PR #376, opened 2016-02-21
Verify read_write_timeout is at least 2x the heartbeat (if set)

postalservice14:


skolodyazhnyy:
@postalservice14 can you explain this "Verify read_write_timeout is at least 2x the heartbeat (if set)"?

Issue #378, opened 2016-03-01
StreamIO doesn't call restore_error_handler when an error occurs


gcalore:
As the title says, in the `StreamIO::connect` method, if something wrong happens when calling `stream_socket_client`, an exception is thrown and the `restore_error_handler` is never called.

This means that if there's a problem when connecting, and I don't want to terminate the application but continue with the normal flow of things, the custom error handler will pick up anything from that point onwards instead of the error handlers you might have defined in your application.

Luckily `AMQPSocketConnection` doesn't use custom error handlers, so I ended up using that.

I have no idea atm of what could be the solution to this problem, but I thought at least to report it.

postalservice14:
As far as I can tell, it is being called.  If the custom error handler returns null, this one gets called: https://github.com/php-amqplib/php-amqplib/blob/master/PhpAmqpLib/Wire/IO/StreamIO.php#L132

If the custom error handler doesn't return null and throws an exception, this one get's called: https://github.com/php-amqplib/php-amqplib/blob/master/PhpAmqpLib/Wire/IO/StreamIO.php#L318

Am I missing something?

gcalore:
Maybe I am missing something. I'm pretty sure the library handler was picking up errors from the application I'm working on, but maybe something else is going on. I'll double-check later and let you know.

postalservice14:
Are you using the latest version of php-amqplib?

gcalore:
I'm using version 2.6.1, on PHP 5.6.18.

I've been looking at this again, I didn't notice the call inside the error_handler, my bad. But the problem is still there.

I've been debugging this with invalid connection parameters (I simply turned off my rabbitmq server), and I see that the restore call inside the handler is executed as it should be, but somehow it still goes inside the error handler again during the same request with a completely unrelated error. It's like the restore function is completely ignored... my impression is that it's some odd php behaviour.

I wrote some code to test this outside my application, just in case:
https://gist.github.com/gcalore/3c5c67e140734ee89e5c

Try running `test.php` with a running RabbitMQ server that accepts the credentials set in the file, and then run it with the server turned off.

postalservice14:
Interesting, looks like the `restore_error_handler` isn't working when called from the error handler itself.  I have a fix.  Just running it through some tests now...  Thanks for the catch.

postalservice14:
PR is open, any chance you can make sure it fixes your issue? https://github.com/php-amqplib/php-amqplib/pull/379

[...]

PR #380, opened 2016-03-06
Error handler issue

gcalore:
This is a follow-up of #378 and #379. The commit messages should be enough to explain the bugfix.
The only problem is that I don't really know how to test the other three places where the error handler is used: I have no idea how to mock php core functions, and I can't think of a way to reproduce the potential errors. Any suggestion is welcome.

### DIFF
--- a/PhpAmqpLib/Wire/IO/StreamIO.php
+++ b/PhpAmqpLib/Wire/IO/StreamIO.php
@@ -129,7 +129,7 @@ class StreamIO extends AbstractIO
                 STREAM_CLIENT_CONNECT,
                 $this->context
             );
-        } catch (\Exception $e) {
+        } catch (\ErrorException $e) {
             restore_error_handler();
             throw $e;
         }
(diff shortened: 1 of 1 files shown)


drealecs:
I confirm this is the way to fix the problem. :+1:

I was testing some reliability reconnect in case of connection drops by closing the TCP connection from windows and since 2.6.0 this problem appeared and it was bothering me today again.

I found the problem and did an almost identical fix for it :) : https://github.com/php-amqplib/php-amqplib/compare/master...drealecs:fix_error_handler_restore
When I tried to open a pull request I checked existing one first and I guess now it doesn't make sense to do another one.

I am able to replicate this and my conclusion is that the restore_error_handler was called two times, restoring one of the other handler; in my case restoring the one around fwrite.

Unfortunately, I don't think it's feasible to do an automatic test.
I am manually closing TCP connections using TCPview while running a complex test script that starts multiple producers and consumers and compare their outcome to ensure "at least once" delivery.
While my test is also linked with how RabbitMQ is configured and it is too much for the need here, I think it's easy to replicate by making a loop with a simple command like `queue_declare` and dropping the TCP connection.

Let me know how I could help.

postalservice14:
Thank you!

PR #381, opened 2016-03-18
Test if array_push() argument 1 is an array

sp72:
Sometimes this value is NULL and triggers an E_WARNING.

### DIFF
--- a/PhpAmqpLib/Connection/AbstractConnection.php
+++ b/PhpAmqpLib/Connection/AbstractConnection.php
@@ -575,9 +575,10 @@ class AbstractConnection extends AbstractChannel
                 //for later, when the other channel is looking for frames.
                 // Make sure the channel still exists, it could have been
                 // closed by a previous Exception.
-                if (isset($this->channels[$frame_channel]->frame_queue) && is_array($this->channels[$frame_channel]->frame_queue)) {
-                    array_push($this->channels[$frame_channel]->frame_queue, array($frame_type, $payload));
+                if (!is_array($this->channels[$frame_channel]->frame_queue)) {
+                    $this->debug->debug_msg('Frame queue is not array, type: ' . gettype($this->channels[$frame_channel]->frame_queue));
                 }
+                array_push($this->channels[$frame_channel]->frame_queue, array($frame_type, $payload));
 
                 // If we just queued up a method for channel 0 (the Connection
                 // itself) it's probably a close method in reaction to some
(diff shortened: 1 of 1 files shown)


postalservice14:
Are you able to write a test that covers this scenario?

sp72:
Sorry, I can't write a precise test. I saw this warning in my production logs and I wanted to avoid the E_WARNING. I did not have the context with the error.

postalservice14:
What is the warning you are getting?  `isset` should be checking if `$this->channels[$frame_channel]` is null.  I just want to make sure we're aren't adding needless complexity to this section of the code.

sp72:
I had the warning below which occurred because `$this->channels[$frame_channel]->frame_queue` was not an array at that time.

> Warning: array_push(): Argument #1 is not an array

I got this error a few times, something went wrong somewhere before this line and died here.
The weakness of this block is to assume that the argument #1 is always an array.
My fix checks this point. Maybe, I should throw an exception instead of doing nothing if the expected array is not one ?

videlalvaro:
I think this fix is masking a different issue, which is assuming that the channel here `$this->channels[$frame_channel]` still exists. So I would suggest fixing that other issue instead of just testing for array, since that's the effect of the other problem

postalservice14:
I agree with @videlalvaro in that I'd like to get to the bottom of the root issue first.  Are you able to put some debugging code in there and tell us the type of `$this->channels[$frame_channel]->frame_queue` when you get that warning?

Something like this?
```php
if (!is_array($this->channels[$frame_channel]->frame_queue)) {
    $this->debug->debug_msg('Frame queue is not array, type: ' . gettype($this->channels[$frame_channel]->frame_queue));
}
```

What's weird is I don't see how `frame_queue` could ever not be an array.  It's initialized as an array, and then never changed anywhere in the code to anything but an array.

What version of the library are you using?

sp72:
We use `"videlalvaro/php-amqplib": "2.5.*"`.
I understand your point about masking a different issue, adding a debug log can be a clue if the problem comes back. I updated the code with your suggestion.
With my team, we will check if an upgrade to `2.6.*` can be done in our project.

postalservice14:
@sp72 If you are using 2.5.* that is probably what the problem is...  The `isset` check you are looking at wasn't added until 2.6.*.  Let me know if simply upgrading to 2.6.* fixes this issue (it should).

postalservice14:
Closing this for now.  Please re-open if upgrading to 2.6 didn't fix the issue.

Thanks!

PR #392, opened 2016-05-02
Remove large "fixtures" from tests folder

IMSoP:
The functional tests currently contain a couple of files of (presumably random) data for exercising a RabbitMQ server, which significantly bump the size of the repository. The 4MB file is completely unused, and 1MB file can easily be regenerated on the fly.

Unfortunately, clones of the git repo will still include these files in the history (I don't know any way to prevent that), but at least this way exports or shallow clones needn't.


postalservice14:
Thanks!

PR #396, opened 2016-05-05
Adding @throws annotations

cgardner:


postalservice14:
So I'm up for a discussion on this, but for me...

I don't like listing every possible exception that could be thrown in a method.  It get's really muddy.  What this really shines light on is how we aren't catching all these exceptions and throwing more accurate specific exceptions or dealing with them in a different way.

An example of what I mean is that yes, today, `AMQPChannel::channel_alert()` method can throw six different types of exceptions, but that is shining light on upstream methods not properly catching them and throwing specific exceptions.  If `read_short()` has an exception, I would expect it to throw a `ReadException` or something like that.  Then `AMQPChannel::channel_alert()` only has to worry about one type of exception, and it can react to it.  Whether be throwing it up, or creating a more specific exception `AMQPChannelException`.

All that to say, thank you for doing this work, but rather than add all these throws, I'd rather spend some time on the exception handling of the project.

Again, open to other thoughts...

cgardner:
I agree. I wanted to just expose things as they are at the moment.  I'll
continue on this and get the exceptions cleaned up.

michaelklishin:
Looks like there was no consensus reached and some of the added annotations document very generic exceptions => closing.

PR #399, opened 2016-05-11
add message delivery tag for internal ack handler

prolic:


prolic:
ping @postalservice14 @nubeiro

prolic:
ping @michaelklishin

prolic:
hello??? any feedback on this?

hairyhum:
@prolic can you please provide more context for this PR? And also some tests that will verify that this change is necessary?

michaelklishin:
This seems to try to attach a delivery tag sent by RabbitMQ (on a channel w/ enabled publisher confirms). I'm afraid this is confusing as delivery tags on messages are typically only set for deliveries.

Please clarify what the goal here and we'll consider re-opening this but at first glance this looks like something I wouldn't accept in any client libraries I maintain.

prolic:
@michaelklishin I was working on an unit test for this, until I get notice you closed it already.

I use this for publisher confirms, correct.

The reason is, that if the delivery tag is missing (which is set by RabbitMQ), I cannot use this information in the nack handler.

It would also be consistent behaviour with php-amqp extension, see here: https://github.com/pdezwart/php-amqp/blob/master/stubs/AMQPChannel.php#L197-L216

Having the delivery tag available, allows to give specific nack handlers to tell message with delivery tag XY has been rejected, instead of only referring to the message  body (which could be the same for different messages).

prolic:
@michaelklishin any comments on my last comment?

michaelklishin:
@prolic I get notifications for the repository, no need to ping me personally every time.

prolic:
sure, will do

prolic:
added tests!

michaelklishin:
The tests don't seem to pass on PHP 5.3 through 5.5. I restarted the build to be more certain that it's not a timing issue in the test suite.

prolic:
Ok. Will check again later.

prolic:
ok should be good now, sorry for abusing travis for this, but I don't have any EOL php versions on my system any more :-)

michaelklishin:
@prolic thank you!

prolic:
When can I expect a new release?

michaelklishin:
@prolic see #469.

PR #400, opened 2016-05-11
Redirect debug output to `defined` destination

thesebas:
Allow redirecting debug output to somewhere else than STDOUT - like STDERR or any other stream/file (like Monolog stream wrapper)

### DIFF
--- a/PhpAmqpLib/Helper/DebugHelper.php
+++ b/PhpAmqpLib/Helper/DebugHelper.php
@@ -7,7 +7,12 @@ class DebugHelper
      * @var bool
      */
     protected $debug;
-
+    
+    /**
+     * @var resource
+     */
+    protected $debug_output;
+    
     /**
      * @var string
      */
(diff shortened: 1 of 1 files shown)


michaelklishin:
This makes a lot of sense. @nubeiro @hairyhum any objections to merging it?

PhpAmqpLib/Helper/DebugHelper.php
```diff
@@ -101,6 +107,6 @@ public function debug_connection_start($version_major, $version_minor, $server_p
      * @param string $s
      */
     protected function print_msg($s) {
-        echo $s . PHP_EOL;
+        fprintf($this->debug_output, $s . PHP_EOL);
```
hairyhum: `fprintf` expects a format string and arguments to be provided, so the semantics is different from `echo` (in presence of `%` symbol). Should it be a `fwrite` instead?

thesebas: I agree, `fwrite` is better here.

thiagotalma:
Hi guys!

This change triggered this exception:
`Use of undefined constant STDOUT - assumed 'STDOUT'`

@thesebas @michaelklishin @nubeiro

michaelklishin:
@thiagotalma that's a little light on details. In what environment, with what kind of configuration? Feel free to submit a PR that sets the default to be standard output that'd avoid warnings and such.

thiagotalma:
https://github.com/php-amqplib/php-amqplib/pull/501  ;)

PR #401, opened 2016-05-11
Re-enable heartbeats after reconnection

bmcgavin:
I found that if a consumer with client heartbeats enabled loses and re-establishes the connection it will not send client heartbeats, causing the server to eventually force a disconnect (I am using AMQPStreamConnection / StreamIO).

This is because StreamIO::disableHeartbeat is called on close(), setting StreamIO::heartbeat to 0, disabling the sending of client heartbeats.

However the matching value AMQPStreamConnection::heartbeat is not altered, so the connection.tune / connection.tune_ok messages still define a client heartbeat, so the server is expecting one.

This PR adds a StreamIO::reenableHeartbeat method which is called after successful reconnection and sets the StreamIO::heartbeat value back to what it was set to in the constructor.

### DIFF
--- a/PhpAmqpLib/Connection/AbstractConnection.php
+++ b/PhpAmqpLib/Connection/AbstractConnection.php
@@ -215,6 +215,11 @@ class AbstractConnection extends AbstractChannel
 
                 $host = $this->x_open($this->vhost, '', $this->insist);
                 if (!$host) {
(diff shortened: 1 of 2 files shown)


Fogush:
Encountered the same issue. It would be nice to have this fix :+1:

PR #402, opened 2016-05-13
catch Throwable

fprochazka:
Half of those cases could be solved with `finally`, but since this lib supports 5.3 it has to be done like this.

Also, if at some places it doesn't make sense to catch `Throwable`, let me know, I'll change it. Makes sense to me to add it to all the places in this PR.

### DIFF
--- a/PhpAmqpLib/Connection/AbstractConnection.php
+++ b/PhpAmqpLib/Connection/AbstractConnection.php
@@ -230,6 +230,11 @@ class AbstractConnection extends AbstractChannel
             $this->setIsConnected(false);
             $this->closeChannels();
             throw $e; // Rethrow exception
+        } catch (\Throwable $e) {
+            // Something went wrong, set the connection status
+            $this->setIsConnected(false);
+            $this->closeChannels();
+            throw $e; // Rethrow exception
         }
     }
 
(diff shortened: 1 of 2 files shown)


PhpAmqpLib/Connection/AbstractConnection.php
```diff
@@ -273,6 +278,8 @@ protected function safeClose()
             }
         } catch (\Exception $e) {
             // Nothing here
+        } catch (\Throwable $e) {
+            // Nothing here
```
fprochazka: not sure about this one

PhpAmqpLib/Connection/AbstractConnection.php
```diff
@@ -931,6 +938,8 @@ protected function closeChannels()
                 $channel->close();
             } catch (\Exception $e) {
                 /* Ignore closing errors */
+            } catch (\Throwable $e) {
+                /* Ignore closing errors */
```
fprochazka: not sure about this one

michaelklishin:
@nubeiro expressed interest in dropping support for 5.3 relatively soon and there is no consensus around this change => closing.

fprochazka:
@michaelklishin catching `Throwable` does not mean droping support for `5.3`

michaelklishin:
@fprochazka I was referring to

> since this lib supports 5.3 it has to be done like this

If we are going to drop 5.3 support then it can be solved in a different (and presumably more sensible) way.

fprochazka:
@michaelklishin Oh I see now, I've skimmed over your previous message, sorry. Alrighty then :)

michaelklishin:
@fprochazka by all means, feel free to submit a PR that addresses this differently ;)

PR #7446, opened 2019-03-31
lint: hard-coded package name

Bananeweizen:
All resources should use the auto resolution namespace nowadays.


Lineflyer:
retest this please

PR #7448, opened 2019-03-31
fix potential null accesses

Bananeweizen:


tests/src-android/cgeo/geocaching/connector/su/SuParserTest.java
```diff
@@ -265,7 +265,8 @@ public void testCanParseImageText() throws Exception {
         parseCache(cacheJson);
         boolean found = false;
         for (final Image img : cache.getImages()) {
-            if (img.title.contains("Ограда монастыря")) {
+            final String title = img.title;
+            if (title != null && title.contains("Ограда монастыря")) {
```
okainov: Have you got test failure here? This is test based on JSON above, all the images should contain title in this example.

Lineflyer:
retest this please

tests/src-android/cgeo/geocaching/connector/su/SuParserTest.java
Bananeweizen: No, this is only about the null annotations. The title field is `@Nullable`, therefore you see a compiler warning for the `.contains()` in both AS and Eclipse, since the compiler cannot prove that there is no null access. Unfortunately this is only indicated by some light yellow background color in AS, so it is easy to miss.
I'm aware there will be no error in practice, but I want to get rid of all warnings in the IDE.

PR #7455, opened 2019-04-02
Fix #7453: upgrade okhttp to 3.12.2

### LINKED ISSUE #7453: upgrade okhttp to 3.12.2
We could upgrade okhttp to 3.12.2 with our current target settings. However, it behaves differently in encoding query parameters then and ParametersTest.java fails.

@samueltardieu can you check that, since you added explicit encoding in the Parameters.toString() method? I suspect that can be removed with the new version, but I'm not sure.

samueltardieu:


samueltardieu:
I won't have time to check what went wrong with the builder. If someone wants to take over (@Bananeweizen?), please be my guest.

Lineflyer:
Retest this please

samueltardieu:
What version of Java is the CI using?

mucek4:
If you look in https://github.com/cgeo/cgeo-executor/blob/master/Dockerfile it's openjdk-8-jdk-headless for executors.

Lineflyer:
retest this please

PR #7458, opened 2019-04-03
remove AppInvite

Bananeweizen:
AppInvite has been deprecated. The replacement is not much more than sharing a link, therefore the normal "share a cache" functionality is sufficient.


Lineflyer:
@Bananeweizen Can you rebase this change. I assume it has now conflicts due to 50f0582cbde48bd6f7d9d392c922098d20c2f849 which I just merged from `release`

**What needs to be done**:
Lines before the one containing "AppInvite has been" are to be left out; that line and every line after it through the end of the data should be copied exactly.

**Output below**:
AppInvite has been deprecated. The replacement is not much more than sharing a link, therefore the normal "share a cache" functionality is sufficient.


Lineflyer:
@Bananeweizen Can you rebase this change. I assume it has now conflicts due to 50f0582cbde48bd6f7d9d392c922098d20c2f849 which I just merged from `release`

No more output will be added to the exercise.